Exercise prompt: Go through the data below and return each line where the string "like" occurs.

(Collected data)
────────────────
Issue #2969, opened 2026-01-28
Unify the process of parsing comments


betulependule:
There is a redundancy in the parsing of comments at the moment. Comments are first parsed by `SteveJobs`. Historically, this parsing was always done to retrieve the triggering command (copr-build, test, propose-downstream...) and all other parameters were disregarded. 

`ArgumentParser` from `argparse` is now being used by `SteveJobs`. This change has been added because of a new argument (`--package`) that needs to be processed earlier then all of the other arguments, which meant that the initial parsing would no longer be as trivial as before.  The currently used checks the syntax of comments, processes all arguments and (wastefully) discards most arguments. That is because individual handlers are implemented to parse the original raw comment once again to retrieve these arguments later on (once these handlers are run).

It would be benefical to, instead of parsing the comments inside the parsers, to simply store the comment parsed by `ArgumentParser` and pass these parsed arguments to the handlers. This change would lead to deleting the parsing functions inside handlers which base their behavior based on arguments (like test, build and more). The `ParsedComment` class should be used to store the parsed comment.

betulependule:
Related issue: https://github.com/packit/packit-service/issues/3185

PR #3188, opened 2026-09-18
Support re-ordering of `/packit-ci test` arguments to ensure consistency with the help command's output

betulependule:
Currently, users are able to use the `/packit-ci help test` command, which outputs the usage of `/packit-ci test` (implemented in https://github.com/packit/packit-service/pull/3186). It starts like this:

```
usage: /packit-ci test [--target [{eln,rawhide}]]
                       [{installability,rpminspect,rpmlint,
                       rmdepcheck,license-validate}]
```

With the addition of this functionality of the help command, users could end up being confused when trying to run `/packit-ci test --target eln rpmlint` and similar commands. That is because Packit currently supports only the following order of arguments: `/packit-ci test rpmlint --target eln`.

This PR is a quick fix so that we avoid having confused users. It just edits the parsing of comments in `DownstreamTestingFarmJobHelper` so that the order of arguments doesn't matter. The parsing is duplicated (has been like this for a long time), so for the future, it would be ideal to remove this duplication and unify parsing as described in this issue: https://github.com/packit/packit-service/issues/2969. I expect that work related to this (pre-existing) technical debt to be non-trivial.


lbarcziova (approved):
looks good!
────────────────
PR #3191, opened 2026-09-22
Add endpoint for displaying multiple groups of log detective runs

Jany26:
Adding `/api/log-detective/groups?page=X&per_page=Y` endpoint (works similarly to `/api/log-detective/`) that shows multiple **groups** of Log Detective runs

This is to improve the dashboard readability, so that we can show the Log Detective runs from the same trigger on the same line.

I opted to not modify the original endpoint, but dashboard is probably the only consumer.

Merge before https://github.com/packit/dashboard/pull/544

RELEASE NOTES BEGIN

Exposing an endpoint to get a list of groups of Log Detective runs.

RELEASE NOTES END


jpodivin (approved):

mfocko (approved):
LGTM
────────────────
Finished task:
It would be benefical to, instead of parsing the comments inside the parsers, to simply store the comment parsed by `ArgumentParser` and pass these parsed arguments to the handlers. This change would lead to deleting the parsing functions inside handlers which base their behavior based on arguments (like test, build and more). The `ParsedComment` class should be used to store the parsed comment.
Currently, users are able to use the `/packit-ci help test` command, which outputs the usage of `/packit-ci test` (implemented in https://github.com/packit/packit-service/pull/3186). It starts like this:
This PR is a quick fix so that we avoid having confused users. It just edits the parsing of comments in `DownstreamTestingFarmJobHelper` so that the order of arguments doesn't matter. The parsing is duplicated (has been like this for a long time), so for the future, it would be ideal to remove this duplication and unify parsing as described in this issue: https://github.com/packit/packit-service/issues/2969. I expect that work related to this (pre-existing) technical debt to be non-trivial.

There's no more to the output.